While the US Secretary of State, Mike Pompeo, has recently put forth American concerns that Pakistan might pay off Chinese debts with the loans it will require from the International Monetary Fund, China could as well be concerned about disclosures on CPEC related projects to the Fund.
In addition to that, China has already lent over $5 billion in the fiscal year 2018 with $ 1 billion lent as recently as June 2018, not including the more recent $2 billion lent to Pakistan to boost the country’ plummeting foreign currency reserves that had gone down to $9 billion prior to this loan.
The $2 billion loan, besides supporting the country’s foreign reserves, also served as a confident booster in the country’s foreign exchange market, that witnessed the rupee appreciate despite the country’s worsening external accounts situation.
The currency appreciation comes after a 20% fall in the value of the local currency since December 2017, with respect to the US dollar.
This major depreciation witnessed by the rupee over this time frame comes about as a result of rising import bills driven by high oil prices in the global marketplace, capital needs for projects associated with CPEC, and a loose fiscal policy, which combined with a stagnant exports growth, has led to record high trade deficits for the country.

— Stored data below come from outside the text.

PR #15176, opened 2026-06-10
Consolidate url normalization logic

brophdawg11:


packages/react-router/lib/router/url.ts
```diff
@@ -0,0 +1,6 @@
+export const ABSOLUTE_URL_REGEX = /^(?:[a-z][a-z0-9+.-]*:|[\\/]{2})/i;
+export const PROTOCOL_RELATIVE_URL_REGEX = /^[\\/]{2}/;
```
matijs, line 2: @brophdawg11 This allows `//`, `\\`, `\/`, and `/\`. Is that intentional?

brophdawg11: yes - did that cause unexpected behavior within your app?

PR #15188, opened 2026-06-15
Remove useRequestContextDomainName flag from architect adapter

brophdawg11:


tcharlat:
I think there might be a regression here for `@react-router/architect` deployments behind CloudFront using a Lambda Function URL.

In this setup, the incoming event typically looks like:

```text
host: abcdefghijklmnopqrstuvwxyz.lambda-url.eu-west-1.on.aws
x-forwarded-host: abcdefghijkl.cloudfront.net
```

where `x-forwarded-host` is populated by a CloudFront Function preserving the original viewer host.

Previously, the adapter defaulted to:

```ts
let rawHost = useRequestContextDomainName
  ? event.requestContext.domainName || event.headers.host || ""
  : event.headers["x-forwarded-host"] || event.headers.host || "";
```

so the constructed `Request` URL naturally reflected the public host.

With this change, `x-forwarded-host` is no longer considered. As a result, `request.url` is built using the Lambda Function URL, and the react router single fetch `throwIfPotentialCSRFAttack` CSRF protection compares:

```text
Origin:      https://abcdefghijkl.cloudfront.net
Request URL: https://abcdefghijklmnopqrstuvwxyz.lambda-url.eu-west-1.on.aws
```

causing legitimate same-origin browser POSTs to be rejected.

The current workaround is to mutate the event before passing it to `createRequestHandler`:

```ts
const requestHandler = createRequestHandler(...);
export const handler = async (event, context, callback) => {
  const host = event.headers["x-forwarded-host"];

  if (host) {
    event.headers.host = host;
    event.requestContext.domainName = host;
  }

  return requestHandler(event, context, callback);
};
```

instead of simply exporting:

```ts
export const handler = createRequestHandler(...);
```
I understand the will to remove the option to opt in or out of context domain name, but would it make sense to keep `x-forwarded-host` as a (priority) candidate when constructing the `Request` URL?
It seems like the appropriate default for Lambda Function URLs deployed behind CloudFront.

Trade deficits in the first half on 2018 have surged to $16.5 billion compared to $15.1 billion in the corresponding period of the prior year.
While talking to local media sources, Asad Umar, the man pinned to be Pakistan’s next finance minister, said that although difficulties are inevitable, he was optimistic that Pakistan would pull through this as it had done in the past.
Meanwhile, EIU holds the view that Pakistan should introduce much tighter controls over imports, while the government should its deficit through bond issuance and borrowings from commercial and bilateral partners instead.